## Goal of the exercise:
The lines from the start of the data through the line with "have no entries." are to be returned verbatim; all later lines are to be omitted.

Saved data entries
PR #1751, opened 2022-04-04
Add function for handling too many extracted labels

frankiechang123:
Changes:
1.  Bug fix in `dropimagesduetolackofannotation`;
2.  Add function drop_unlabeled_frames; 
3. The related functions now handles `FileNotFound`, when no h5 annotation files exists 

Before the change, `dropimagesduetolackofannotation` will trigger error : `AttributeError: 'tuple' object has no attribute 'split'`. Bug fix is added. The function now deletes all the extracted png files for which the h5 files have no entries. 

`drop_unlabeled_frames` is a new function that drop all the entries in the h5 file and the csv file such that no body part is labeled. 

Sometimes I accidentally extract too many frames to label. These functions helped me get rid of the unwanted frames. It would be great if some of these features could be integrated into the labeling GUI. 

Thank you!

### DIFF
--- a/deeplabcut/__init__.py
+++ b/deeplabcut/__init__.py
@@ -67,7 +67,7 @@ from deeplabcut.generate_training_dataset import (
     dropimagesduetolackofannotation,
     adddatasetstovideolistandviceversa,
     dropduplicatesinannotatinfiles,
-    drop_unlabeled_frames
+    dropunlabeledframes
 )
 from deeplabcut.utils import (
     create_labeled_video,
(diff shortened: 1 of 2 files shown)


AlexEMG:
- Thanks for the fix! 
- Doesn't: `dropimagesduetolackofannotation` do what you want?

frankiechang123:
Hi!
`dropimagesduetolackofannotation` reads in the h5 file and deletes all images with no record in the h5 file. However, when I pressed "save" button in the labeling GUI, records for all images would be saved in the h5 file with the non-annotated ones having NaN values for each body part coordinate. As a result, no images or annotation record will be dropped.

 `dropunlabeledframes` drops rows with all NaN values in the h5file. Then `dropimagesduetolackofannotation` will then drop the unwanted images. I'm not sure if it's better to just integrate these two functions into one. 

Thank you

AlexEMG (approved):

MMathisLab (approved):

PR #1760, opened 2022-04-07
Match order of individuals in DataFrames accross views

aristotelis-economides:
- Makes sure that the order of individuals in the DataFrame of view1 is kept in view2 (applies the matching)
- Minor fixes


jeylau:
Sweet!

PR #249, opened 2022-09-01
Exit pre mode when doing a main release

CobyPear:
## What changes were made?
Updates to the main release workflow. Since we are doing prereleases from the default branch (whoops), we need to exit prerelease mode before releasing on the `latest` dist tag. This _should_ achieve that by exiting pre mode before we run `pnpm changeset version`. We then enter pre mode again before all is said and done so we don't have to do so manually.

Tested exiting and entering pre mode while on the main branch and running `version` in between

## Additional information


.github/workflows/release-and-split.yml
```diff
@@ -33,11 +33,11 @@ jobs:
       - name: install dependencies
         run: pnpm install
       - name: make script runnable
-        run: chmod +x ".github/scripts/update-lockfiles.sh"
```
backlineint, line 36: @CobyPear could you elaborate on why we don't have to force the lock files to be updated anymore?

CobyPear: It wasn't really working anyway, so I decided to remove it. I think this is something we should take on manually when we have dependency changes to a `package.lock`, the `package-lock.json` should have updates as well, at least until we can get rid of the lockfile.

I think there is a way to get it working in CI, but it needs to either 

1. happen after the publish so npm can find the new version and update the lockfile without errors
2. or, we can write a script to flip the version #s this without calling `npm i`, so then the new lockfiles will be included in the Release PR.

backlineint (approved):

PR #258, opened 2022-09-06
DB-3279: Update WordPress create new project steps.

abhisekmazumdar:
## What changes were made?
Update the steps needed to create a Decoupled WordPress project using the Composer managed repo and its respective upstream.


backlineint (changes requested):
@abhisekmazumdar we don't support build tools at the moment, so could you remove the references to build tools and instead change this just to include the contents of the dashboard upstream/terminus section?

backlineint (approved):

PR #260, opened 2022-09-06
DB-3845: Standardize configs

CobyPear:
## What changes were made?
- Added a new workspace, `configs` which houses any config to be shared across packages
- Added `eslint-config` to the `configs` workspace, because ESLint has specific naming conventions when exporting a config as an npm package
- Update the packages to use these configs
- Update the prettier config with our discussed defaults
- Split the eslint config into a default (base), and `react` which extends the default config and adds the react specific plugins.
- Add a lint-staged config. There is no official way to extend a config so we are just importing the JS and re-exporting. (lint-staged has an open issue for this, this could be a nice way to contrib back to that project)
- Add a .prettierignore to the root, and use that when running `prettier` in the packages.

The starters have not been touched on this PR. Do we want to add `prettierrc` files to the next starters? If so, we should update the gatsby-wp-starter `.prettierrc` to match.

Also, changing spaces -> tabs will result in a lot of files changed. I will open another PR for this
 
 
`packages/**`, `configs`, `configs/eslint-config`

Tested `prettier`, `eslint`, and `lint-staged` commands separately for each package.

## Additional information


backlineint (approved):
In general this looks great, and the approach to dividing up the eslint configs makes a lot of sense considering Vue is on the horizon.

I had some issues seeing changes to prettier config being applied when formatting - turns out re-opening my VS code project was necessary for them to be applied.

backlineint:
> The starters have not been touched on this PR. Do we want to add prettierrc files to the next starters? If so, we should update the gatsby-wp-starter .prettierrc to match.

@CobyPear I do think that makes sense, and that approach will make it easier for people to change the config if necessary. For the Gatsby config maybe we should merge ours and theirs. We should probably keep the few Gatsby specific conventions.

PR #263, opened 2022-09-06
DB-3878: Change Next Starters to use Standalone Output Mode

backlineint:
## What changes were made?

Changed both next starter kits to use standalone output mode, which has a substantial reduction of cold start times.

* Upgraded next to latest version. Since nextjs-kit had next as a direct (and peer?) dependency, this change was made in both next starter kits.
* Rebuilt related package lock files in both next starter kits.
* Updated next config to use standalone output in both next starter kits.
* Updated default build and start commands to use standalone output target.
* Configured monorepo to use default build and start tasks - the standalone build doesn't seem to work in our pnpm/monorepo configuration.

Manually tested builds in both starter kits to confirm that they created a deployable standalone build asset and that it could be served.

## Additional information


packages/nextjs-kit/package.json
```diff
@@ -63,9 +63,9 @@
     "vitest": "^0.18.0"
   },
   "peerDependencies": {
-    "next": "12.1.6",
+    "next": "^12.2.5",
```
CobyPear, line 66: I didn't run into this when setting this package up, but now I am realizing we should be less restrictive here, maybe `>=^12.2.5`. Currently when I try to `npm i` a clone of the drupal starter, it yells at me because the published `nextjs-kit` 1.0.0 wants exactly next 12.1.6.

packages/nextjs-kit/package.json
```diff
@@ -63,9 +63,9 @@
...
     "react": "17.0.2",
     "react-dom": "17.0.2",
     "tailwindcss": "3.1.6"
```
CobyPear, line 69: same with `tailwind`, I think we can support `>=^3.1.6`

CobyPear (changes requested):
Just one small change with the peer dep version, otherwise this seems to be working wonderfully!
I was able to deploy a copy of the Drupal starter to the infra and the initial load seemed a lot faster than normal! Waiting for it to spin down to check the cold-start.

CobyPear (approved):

## Answer for the task:
PR #1751, opened 2022-04-04
Add function for handling too many extracted labels

frankiechang123:
Changes:
1.  Bug fix in `dropimagesduetolackofannotation`;
2.  Add function drop_unlabeled_frames; 
3. The related functions now handles `FileNotFound`, when no h5 annotation files exists 

Before the change, `dropimagesduetolackofannotation` will trigger error : `AttributeError: 'tuple' object has no attribute 'split'`. Bug fix is added. The function now deletes all the extracted png files for which the h5 files have no entries. 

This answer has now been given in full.